There is no simple snippet to trigger React's change event. The logic is implemented in ChangeEventPlugin.js and there are different code branches for different input types and browsers. Moreover, the implementation details vary across versions of React.
I have built react-trigger-change that does the thing, but it is intended to be used for testing, not as a production dependency:
let node;
ReactDOM.render(
<input
onChange={() => console.log('changed')}
ref={(input) => { node = input; }}
/>,
mountNode
);
reactTriggerChange(node); // 'changed' is logged
CodePen
well since we use functions to handle an onchange event, we can do it like this:
class Form extends Component {
constructor(props) {
super(props);
this.handlePasswordChange = this.handlePasswordChange.bind(this);
this.state = { password: '' }
}
aForceChange() {
// something happened and a passwordChange
// needs to be triggered!!
// simple, just call the onChange handler
this.handlePasswordChange('my password');
}
handlePasswordChange(value) {
// do something
}
render() {
return (
<input type="text" value={this.state.password} onChange={changeEvent => this.handlePasswordChange(changeEvent.target.value)} />
);
}
}
The Event type input did not work for me on <select> but changing it to change works
useEffect(() => {
var event = new Event('change', { bubbles: true });
selectRef.current.dispatchEvent(event); // ref to the select control
}, [props.items]);
This ugly solution is what worked for me:
let ev = new CustomEvent('change', { bubbles: true });
Object.defineProperty(ev, 'target', {writable: false, value: inpt });
Object.defineProperty(ev, 'currentTarget', {writable: false, value: inpt });
const rHandle = Object.keys(inpt).find(k => k.startsWith("__reactEventHandlers"))
inpt[rHandle].onChange(ev);
A working solution can depend a bit on the implementation of the onChange function you're trying to trigger.
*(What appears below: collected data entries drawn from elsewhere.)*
PR #783, opened 2024-07-04
OpenSCAP XML tailoring (HMS-4386)

kingsleyzissou:
If the user supplies an xml tailoring file, we can skip the autotailor
stage - since the autotailor stage just generates the xml file. In this
case we can just set the tailoring config to `nil` and ensure that the
remediation configs have the correct values.

### DIFF
--- a/pkg/customizations/oscap/oscap.go
+++ b/pkg/customizations/oscap/oscap.go
@@ -1,7 +1,11 @@
 package oscap
 
 import (
+	"fmt"
+	"path/filepath"
 	"strings"
+
+	"github.com/osbuild/images/pkg/blueprint"
 )
 
 type Profile string
@@ -55,6 +59,53 @@ type TailoringConfig struct {
 	TailoredProfileID string
 	Selected          []string
 	Unselected        []string
+}
+
+func NewConfigs(oscapConfig blueprint.OpenSCAPCustomization, defaultDatastream *string) (*RemediationConfig, *TailoringConfig, error) {
+	var datastream = oscapConfig.DataStream
+	if datastream == "" {
+		if defaultDatastream == nil {
+			return nil, nil, fmt.Errorf("No OSCAP datastream specified and the distro does not have any default set")
+		}
+		datastream = *defaultDatastream
+	}
+
+	remediationConfig := &RemediationConfig{
+		Datastream:         datastream,
+		ProfileID:          oscapConfig.ProfileID,
+		CompressionEnabled: true,
+	}
+
+	tc := oscapConfig.Tailoring
+	if tc == nil {
+		return remediationConfig, nil, nil
+	}
+
+	tailoringPath := filepath.Join(DataDir, "tailoring.xml")
+	tailoredProfileID := fmt.Sprintf("%s_osbuild_tailoring", remediationConfig.ProfileID)
+	if tc.ProfileID != nil && *tc.ProfileID != "" {
+		tailoredProfileID = *tc.ProfileID
+	}
+
+	tailoringConfig := &TailoringConfig{
+		RemediationConfig: RemediationConfig{
+			ProfileID:     remediationConfig.ProfileID,
+			TailoringPath: tailoringPath,
+			Datastream:    datastream,
+		},
+		TailoredProfileID: tailoredProfileID,
+		Selected:          tc.Selected,
+		Unselected:        tc.Unselected,
+	}
+
+	// the reason for changing the remediation config profile
+	// after we create the tailoring configs is that the tailoring
+	// config needs to know about the original base profile id, but
+	// the remediation config needs to know the updated profile id.
+	remediationConfig.ProfileID = tailoredProfileID
+	remediationConfig.TailoringPath = tailoringPath
+
+	return remediationConfig, tailoringConfig, nil
 }
 
 func DefaultFedoraDatastream() string {
--- a/pkg/customizations/oscap/oscap.go
+++ b/pkg/customizations/oscap/oscap.go
@@ -76,6 +76,28 @@ func NewConfigs(oscapConfig blueprint.OpenSCAPCustomization, defaultDatastream *
 		CompressionEnabled: true,
 	}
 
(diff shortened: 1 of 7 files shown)


pkg/customizations/oscap/oscap.go
```diff
@@ -66,6 +66,18 @@ func NewTailoringConfig(tc *blueprint.OpenSCAPTailoringCustomizations, r *Remedi
 		return nil, nil
 	}
 
+	if tc.XMLFilepath != nil {
```
achilleas-k, line 69: Should we also check that the `*tc.XMLFilepath` isn't `""`, or is that not possible?

pkg/distro/fedora/images.go
```diff
@@ -204,19 +203,9 @@ func osCustomizations(
...
-				RemediationConfig: remediationConfig,
-				TailoredProfileID: fmt.Sprintf("%s_osbuild_tailoring", oscapConfig.ProfileID),
-				Selected:          oscapConfig.Tailoring.Selected,
-				Unselected:        oscapConfig.Tailoring.Unselected,
-			}
-			// we need to set this after the tailoring config
-			// since the tailoring config needs to know about both
-			// the base profile id and the tailored profile id
-			remediationConfig.ProfileID = tailoringConfig.TailoredProfileID
+		tailoringConfig, err := oscap.NewTailoringConfig(oscapConfig.Tailoring, &remediationConfig)
```
achilleas-k, line 206: Does it make sense to expand the helper function to include the things above this line and have it generate the `remediationConfig` from scratch?  Comparing the code in Fedora and RHEL, they seem identical (but I haven't looked very closely).

I mean putting
```go
		var datastream = oscapConfig.DataStream
		if datastream == "" {
			if imageConfig.DefaultOSCAPDatastream == nil {
				return manifest.OSCustomizations{}, fmt.Errorf("No OSCAP datastream specified and the distro does not have any default set")
			}
			datastream = *imageConfig.DefaultOSCAPDatastream
		}
		remediationConfig := oscap.RemediationConfig{
			Datastream:         datastream,
			ProfileID:          oscapConfig.ProfileID,
			CompressionEnabled: true,
		}
```
into the helper function (and renaming it), and then
```go
tailoringConfig, remediationConfig, err := oscap.NewConfigs(oscapConfig, imageConfig.DefaultOSCAPDatastream)
```

Or maybe just moving the initial creation of the `remediationConfig` in the helper and having:
```go
tailoringConfig, remediationConfig, err := oscap.NewConfigs(oscapConfig, datastream)
```
whichever makes more sense.

pkg/customizations/oscap/oscap.go
kingsleyzissou: Yeah flip sorry I missed that. Good catch

pkg/distro/fedora/images.go
kingsleyzissou: Yeah solid shout. Kinda felt weird only doing this for tailoring and not the remediation configs. Will sort that out

kingsleyzissou:
Was trying to figure out why the tests were failing and it's because I'm not setting the datastream in the tailoring configs 🤦‍♂️

achilleas-k (approved):
Love the cleanup.  LGTM!

thozza (commented):
Nice work.

I have only one comment. The code does not handle the case when the caller (user) provides both, the XML file and tailoring rules (selected / unselected) for the autotailor. AFAICT, the explicit tailoring rules will be silently ignored, right? I guess that at least an error would probably make sense.

kingsleyzissou:
> Nice work.
> 
> 
> 
> I have only one comment. The code does not handle the case when the caller (user) provides both, the XML file and tailoring rules (selected / unselected) for the autotailor. AFAICT, the explicit tailoring rules will be silently ignored, right? I guess that at least an error would probably make sense.

Yeah that's a great catch, they will be silently ignored. Erroring out would make more sense

kingsleyzissou:
> I have only one comment. The code does not handle the case when the caller (user) provides both, the XML file and tailoring rules (selected / unselected) for the autotailor. AFAICT, the explicit tailoring rules will be silently ignored, right? I guess that at least an error would probably make sense.

I've made the changes, I wonder if we should have a separate struct under OpenSCAP customizations for XML tailoring?
i.e:
```go
type OpenSCAPCustomization struct {
        DataStream   string                              `json:"datastream,omitempty" toml:"datastream,omitempty"`
        ProfileID    string                              `json:"profile_id,omitempty" toml:"profile_id,omitempty"`
        Tailoring    *OpenSCAPTailoringCustomizations    `json:"tailoring,omitempty" toml:"tailoring,omitempty"`
        XMLTailoring *OpenSCAPXMLTailoringCustomizations `json:"xml_tailoring,omitempty" toml:"xml_tailoring,omitempty"`
}
```

thozza:
> I've made the changes, I wonder if we should have a separate struct under OpenSCAP customizations for XML tailoring? i.e:
> 
> ```go
> type OpenSCAPCustomization struct {
>         DataStream   string                              `json:"datastream,omitempty" toml:"datastream,omitempty"`
>         ProfileID    string                              `json:"profile_id,omitempty" toml:"profile_id,omitempty"`
>         Tailoring    *OpenSCAPTailoringCustomizations    `json:"tailoring,omitempty" toml:"tailoring,omitempty"`
>         XMLTailoring *OpenSCAPXMLTailoringCustomizations `json:"xml_tailoring,omitempty" toml:"xml_tailoring,omitempty"`
> }
> ```

Yeah, this LGTM.

I mean, unless it would make sense to actually merge the two ways if provided by the user - take XML file and extend it with the specified tailoring rules. However, that is probably a feature that is not needed, so let's not complicate our (to be precise, "your") lives :sweat_smile:

kingsleyzissou:
> take XML file and extend it with the specified tailoring rules

Ya let's not do that 😅 

I'll make those changes just to add some distinction between the two tailoring types then

thozza (approved):
LGTM :+1:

Something that worked for me was to reach into the react props attached to the DOM element and call the function directly.
I created a helper function to grab the react props since they're suffixed with a hash like .__reactProps$fdb7odfwyz
It's probably not the most robust but it's good to know it's an option.
function getReactProps(el) {
const keys = Object.keys(el);
const propKey = keys.find(key => key.includes('reactProps'));
return el[propKey];
}
const el = document.querySelector('XX');
getReactProps(el).onChange({ target: { value: id } });
Since the onChange function was only using target.value I could pass a simple object to onChange to trigger my change.
This method can also help with stubborn react owned DOM elements that are listing for onMouseDown and do not respond to .click() like you'd expect.
getReactProps(el).onMouseDown(new Event('click'));
If you are using Backbone and React, I'd recommend one of the following,
Backbone.React.Component
react.backbone
They both help integrate Backbone models and collections with React views. You can use Backbone events just like you do with Backbone views. I've dabbled in both and didn't see much of a difference except one is a mixin and the other changes React.createClass to React.createBackboneClass.